Reproduce all entries precisely, down to the last character.

[Stored items]
________________________________________

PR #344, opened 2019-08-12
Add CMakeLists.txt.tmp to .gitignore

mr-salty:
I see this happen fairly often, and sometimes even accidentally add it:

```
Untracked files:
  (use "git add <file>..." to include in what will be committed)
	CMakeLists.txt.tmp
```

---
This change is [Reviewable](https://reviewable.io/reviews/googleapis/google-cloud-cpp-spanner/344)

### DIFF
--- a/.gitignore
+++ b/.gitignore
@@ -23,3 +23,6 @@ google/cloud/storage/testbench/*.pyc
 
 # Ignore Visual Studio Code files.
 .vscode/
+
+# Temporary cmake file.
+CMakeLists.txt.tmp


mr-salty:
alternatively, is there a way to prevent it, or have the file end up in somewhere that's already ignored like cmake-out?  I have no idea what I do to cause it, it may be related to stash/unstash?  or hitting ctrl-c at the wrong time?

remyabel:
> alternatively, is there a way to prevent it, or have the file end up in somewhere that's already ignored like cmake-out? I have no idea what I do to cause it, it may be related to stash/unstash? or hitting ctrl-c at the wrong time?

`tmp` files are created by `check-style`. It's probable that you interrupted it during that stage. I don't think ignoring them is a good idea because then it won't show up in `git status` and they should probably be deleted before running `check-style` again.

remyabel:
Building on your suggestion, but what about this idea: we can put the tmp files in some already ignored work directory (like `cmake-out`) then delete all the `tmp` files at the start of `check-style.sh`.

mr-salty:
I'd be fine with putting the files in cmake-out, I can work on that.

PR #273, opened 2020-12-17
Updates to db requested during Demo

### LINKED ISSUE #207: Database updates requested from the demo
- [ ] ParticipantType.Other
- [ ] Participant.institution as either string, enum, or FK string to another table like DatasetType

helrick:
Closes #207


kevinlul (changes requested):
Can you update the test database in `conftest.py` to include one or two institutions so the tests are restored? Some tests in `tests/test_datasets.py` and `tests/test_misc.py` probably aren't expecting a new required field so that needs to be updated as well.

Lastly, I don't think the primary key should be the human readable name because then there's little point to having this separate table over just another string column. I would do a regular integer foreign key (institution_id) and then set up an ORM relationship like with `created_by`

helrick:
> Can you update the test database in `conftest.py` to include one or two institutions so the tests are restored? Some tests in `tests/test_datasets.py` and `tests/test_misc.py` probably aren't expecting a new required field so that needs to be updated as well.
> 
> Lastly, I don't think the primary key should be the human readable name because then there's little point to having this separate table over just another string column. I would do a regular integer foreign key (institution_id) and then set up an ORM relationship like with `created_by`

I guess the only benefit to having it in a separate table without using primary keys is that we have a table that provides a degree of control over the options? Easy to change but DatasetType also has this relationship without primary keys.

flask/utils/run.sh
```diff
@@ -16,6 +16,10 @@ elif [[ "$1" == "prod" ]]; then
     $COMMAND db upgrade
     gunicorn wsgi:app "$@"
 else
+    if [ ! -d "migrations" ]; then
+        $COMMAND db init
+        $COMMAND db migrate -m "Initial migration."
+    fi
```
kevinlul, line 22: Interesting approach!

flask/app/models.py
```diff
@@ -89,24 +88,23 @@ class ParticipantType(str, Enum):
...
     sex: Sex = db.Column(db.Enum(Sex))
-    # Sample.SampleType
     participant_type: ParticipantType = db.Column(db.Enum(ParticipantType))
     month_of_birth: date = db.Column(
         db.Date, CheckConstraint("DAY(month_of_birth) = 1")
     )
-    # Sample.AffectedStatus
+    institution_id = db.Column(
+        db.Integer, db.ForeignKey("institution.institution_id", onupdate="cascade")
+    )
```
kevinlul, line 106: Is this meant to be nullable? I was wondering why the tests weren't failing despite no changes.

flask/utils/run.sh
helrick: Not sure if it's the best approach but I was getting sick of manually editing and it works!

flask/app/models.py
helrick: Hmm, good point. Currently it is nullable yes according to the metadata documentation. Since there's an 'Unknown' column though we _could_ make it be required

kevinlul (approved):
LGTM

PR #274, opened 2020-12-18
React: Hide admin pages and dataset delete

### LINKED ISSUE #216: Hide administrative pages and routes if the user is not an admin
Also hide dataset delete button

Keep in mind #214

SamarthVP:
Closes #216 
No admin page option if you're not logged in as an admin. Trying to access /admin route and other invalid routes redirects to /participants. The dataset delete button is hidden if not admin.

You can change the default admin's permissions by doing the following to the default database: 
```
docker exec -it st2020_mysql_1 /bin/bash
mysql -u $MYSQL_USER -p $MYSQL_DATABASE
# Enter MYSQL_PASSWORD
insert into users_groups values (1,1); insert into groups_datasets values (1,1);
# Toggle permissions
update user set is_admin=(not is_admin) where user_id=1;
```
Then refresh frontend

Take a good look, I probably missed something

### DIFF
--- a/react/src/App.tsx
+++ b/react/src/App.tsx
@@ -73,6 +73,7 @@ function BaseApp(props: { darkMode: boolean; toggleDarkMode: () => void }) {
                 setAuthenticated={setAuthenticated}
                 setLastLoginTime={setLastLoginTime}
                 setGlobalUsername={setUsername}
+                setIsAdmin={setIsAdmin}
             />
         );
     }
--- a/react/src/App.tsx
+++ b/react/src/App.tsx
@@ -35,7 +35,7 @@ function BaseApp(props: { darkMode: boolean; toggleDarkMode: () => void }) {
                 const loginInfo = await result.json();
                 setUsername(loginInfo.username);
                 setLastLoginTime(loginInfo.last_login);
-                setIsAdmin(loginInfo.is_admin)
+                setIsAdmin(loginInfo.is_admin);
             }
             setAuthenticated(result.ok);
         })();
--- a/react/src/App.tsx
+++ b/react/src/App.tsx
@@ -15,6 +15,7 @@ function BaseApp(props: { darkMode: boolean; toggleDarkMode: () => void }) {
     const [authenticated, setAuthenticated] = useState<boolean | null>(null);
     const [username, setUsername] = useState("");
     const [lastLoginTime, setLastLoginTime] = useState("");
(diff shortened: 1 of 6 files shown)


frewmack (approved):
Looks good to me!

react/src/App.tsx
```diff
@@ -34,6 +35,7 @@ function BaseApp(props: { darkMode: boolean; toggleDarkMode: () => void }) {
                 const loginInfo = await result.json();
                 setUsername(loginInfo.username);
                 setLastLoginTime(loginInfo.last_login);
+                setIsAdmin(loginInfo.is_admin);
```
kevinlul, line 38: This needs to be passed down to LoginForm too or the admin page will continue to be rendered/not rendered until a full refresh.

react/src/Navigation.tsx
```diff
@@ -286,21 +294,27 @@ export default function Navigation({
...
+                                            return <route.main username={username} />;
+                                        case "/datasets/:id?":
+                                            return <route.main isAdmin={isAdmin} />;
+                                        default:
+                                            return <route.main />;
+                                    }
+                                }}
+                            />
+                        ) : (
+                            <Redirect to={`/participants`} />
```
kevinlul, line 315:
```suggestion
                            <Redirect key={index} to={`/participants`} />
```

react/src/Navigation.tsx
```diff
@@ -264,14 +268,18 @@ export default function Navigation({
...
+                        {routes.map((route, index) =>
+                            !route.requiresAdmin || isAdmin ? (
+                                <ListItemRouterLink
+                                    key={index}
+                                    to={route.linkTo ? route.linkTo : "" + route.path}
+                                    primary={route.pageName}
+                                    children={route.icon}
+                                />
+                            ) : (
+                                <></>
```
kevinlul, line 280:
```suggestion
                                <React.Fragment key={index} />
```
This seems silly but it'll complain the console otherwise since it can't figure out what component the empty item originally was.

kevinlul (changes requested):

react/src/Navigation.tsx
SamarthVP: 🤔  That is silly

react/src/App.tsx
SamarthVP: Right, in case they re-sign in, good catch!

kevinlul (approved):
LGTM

________________________________________

Exercise result |
PR #344, opened 2019-08-12
Add CMakeLists.txt.tmp to .gitignore

mr-salty:
I see this happen fairly often, and sometimes even accidentally add it:

```
Untracked files:
  (use "git add <file>..." to include in what will be committed)
	CMakeLists.txt.tmp
```

---
This change is [Reviewable](https://reviewable.io/reviews/googleapis/google-cloud-cpp-spanner/344)

### DIFF
--- a/.gitignore
+++ b/.gitignore
@@ -23,3 +23,6 @@ google/cloud/storage/testbench/*.pyc
 
 # Ignore Visual Studio Code files.
 .vscode/
+
+# Temporary cmake file.
+CMakeLists.txt.tmp


mr-salty:
alternatively, is there a way to prevent it, or have the file end up in somewhere that's already ignored like cmake-out?  I have no idea what I do to cause it, it may be related to stash/unstash?  or hitting ctrl-c at the wrong time?

remyabel:
> alternatively, is there a way to prevent it, or have the file end up in somewhere that's already ignored like cmake-out? I have no idea what I do to cause it, it may be related to stash/unstash? or hitting ctrl-c at the wrong time?

`tmp` files are created by `check-style`. It's probable that you interrupted it during that stage. I don't think ignoring them is a good idea because then it won't show up in `git status` and they should probably be deleted before running `check-style` again.

remyabel:
Building on your suggestion, but what about this idea: we can put the tmp files in some already ignored work directory (like `cmake-out`) then delete all the `tmp` files at the start of `check-style.sh`.

mr-salty:
I'd be fine with putting the files in cmake-out, I can work on that.

PR #273, opened 2020-12-17
Updates to db requested during Demo

### LINKED ISSUE #207: Database updates requested from the demo
- [ ] ParticipantType.Other
- [ ] Participant.institution as either string, enum, or FK string to another table like DatasetType

helrick:
Closes #207


kevinlul (changes requested):
Can you update the test database in `conftest.py` to include one or two institutions so the tests are restored? Some tests in `tests/test_datasets.py` and `tests/test_misc.py` probably aren't expecting a new required field so that needs to be updated as well.

Lastly, I don't think the primary key should be the human readable name because then there's little point to having this separate table over just another string column. I would do a regular integer foreign key (institution_id) and then set up an ORM relationship like with `created_by`

helrick:
> Can you update the test database in `conftest.py` to include one or two institutions so the tests are restored? Some tests in `tests/test_datasets.py` and `tests/test_misc.py` probably aren't expecting a new required field so that needs to be updated as well.
> 
> Lastly, I don't think the primary key should be the human readable name because then there's little point to having this separate table over just another string column. I would do a regular integer foreign key (institution_id) and then set up an ORM relationship like with `created_by`

I guess the only benefit to having it in a separate table without using primary keys is that we have a table that provides a degree of control over the options? Easy to change but DatasetType also has this relationship without primary keys.

flask/utils/run.sh
```diff
@@ -16,6 +16,10 @@ elif [[ "$1" == "prod" ]]; then
     $COMMAND db upgrade
     gunicorn wsgi:app "$@"
 else
+    if [ ! -d "migrations" ]; then
+        $COMMAND db init
+        $COMMAND db migrate -m "Initial migration."
+    fi
```
kevinlul, line 22: Interesting approach!

flask/app/models.py
```diff
@@ -89,24 +88,23 @@ class ParticipantType(str, Enum):
...
     sex: Sex = db.Column(db.Enum(Sex))
-    # Sample.SampleType
     participant_type: ParticipantType = db.Column(db.Enum(ParticipantType))
     month_of_birth: date = db.Column(
         db.Date, CheckConstraint("DAY(month_of_birth) = 1")
     )
-    # Sample.AffectedStatus
+    institution_id = db.Column(
+        db.Integer, db.ForeignKey("institution.institution_id", onupdate="cascade")
+    )
```
kevinlul, line 106: Is this meant to be nullable? I was wondering why the tests weren't failing despite no changes.

flask/utils/run.sh
helrick: Not sure if it's the best approach but I was getting sick of manually editing and it works!

flask/app/models.py
helrick: Hmm, good point. Currently it is nullable yes according to the metadata documentation. Since there's an 'Unknown' column though we _could_ make it be required

kevinlul (approved):
LGTM

PR #274, opened 2020-12-18
React: Hide admin pages and dataset delete

### LINKED ISSUE #216: Hide administrative pages and routes if the user is not an admin
Also hide dataset delete button

Keep in mind #214

SamarthVP:
Closes #216 
No admin page option if you're not logged in as an admin. Trying to access /admin route and other invalid routes redirects to /participants. The dataset delete button is hidden if not admin.

You can change the default admin's permissions by doing the following to the default database: 
```
docker exec -it st2020_mysql_1 /bin/bash
mysql -u $MYSQL_USER -p $MYSQL_DATABASE
# Enter MYSQL_PASSWORD
insert into users_groups values (1,1); insert into groups_datasets values (1,1);
# Toggle permissions
update user set is_admin=(not is_admin) where user_id=1;
```
Then refresh frontend

Take a good look, I probably missed something

### DIFF
--- a/react/src/App.tsx
+++ b/react/src/App.tsx
@@ -73,6 +73,7 @@ function BaseApp(props: { darkMode: boolean; toggleDarkMode: () => void }) {
                 setAuthenticated={setAuthenticated}
                 setLastLoginTime={setLastLoginTime}
                 setGlobalUsername={setUsername}
+                setIsAdmin={setIsAdmin}
             />
         );
     }
--- a/react/src/App.tsx
+++ b/react/src/App.tsx
@@ -35,7 +35,7 @@ function BaseApp(props: { darkMode: boolean; toggleDarkMode: () => void }) {
                 const loginInfo = await result.json();
                 setUsername(loginInfo.username);
                 setLastLoginTime(loginInfo.last_login);
-                setIsAdmin(loginInfo.is_admin)
+                setIsAdmin(loginInfo.is_admin);
             }
             setAuthenticated(result.ok);
         })();
--- a/react/src/App.tsx
+++ b/react/src/App.tsx
@@ -15,6 +15,7 @@ function BaseApp(props: { darkMode: boolean; toggleDarkMode: () => void }) {
     const [authenticated, setAuthenticated] = useState<boolean | null>(null);
     const [username, setUsername] = useState("");
     const [lastLoginTime, setLastLoginTime] = useState("");
(diff shortened: 1 of 6 files shown)


frewmack (approved):
Looks good to me!

react/src/App.tsx
```diff
@@ -34,6 +35,7 @@ function BaseApp(props: { darkMode: boolean; toggleDarkMode: () => void }) {
                 const loginInfo = await result.json();
                 setUsername(loginInfo.username);
                 setLastLoginTime(loginInfo.last_login);
+                setIsAdmin(loginInfo.is_admin);
```
kevinlul, line 38: This needs to be passed down to LoginForm too or the admin page will continue to be rendered/not rendered until a full refresh.

react/src/Navigation.tsx
```diff
@@ -286,21 +294,27 @@ export default function Navigation({
...
+                                            return <route.main username={username} />;
+                                        case "/datasets/:id?":
+                                            return <route.main isAdmin={isAdmin} />;
+                                        default:
+                                            return <route.main />;
+                                    }
+                                }}
+                            />
+                        ) : (
+                            <Redirect to={`/participants`} />
```
kevinlul, line 315:
```suggestion
                            <Redirect key={index} to={`/participants`} />
```

react/src/Navigation.tsx
```diff
@@ -264,14 +268,18 @@ export default function Navigation({
...
+                        {routes.map((route, index) =>
+                            !route.requiresAdmin || isAdmin ? (
+                                <ListItemRouterLink
+                                    key={index}
+                                    to={route.linkTo ? route.linkTo : "" + route.path}
+                                    primary={route.pageName}
+                                    children={route.icon}
+                                />
+                            ) : (
+                                <></>
```
kevinlul, line 280:
```suggestion
                                <React.Fragment key={index} />
```
This seems silly but it'll complain the console otherwise since it can't figure out what component the empty item originally was.

kevinlul (changes requested):

react/src/Navigation.tsx
SamarthVP: 🤔  That is silly

react/src/App.tsx
SamarthVP: Right, in case they re-sign in, good catch!

kevinlul (approved):
LGTM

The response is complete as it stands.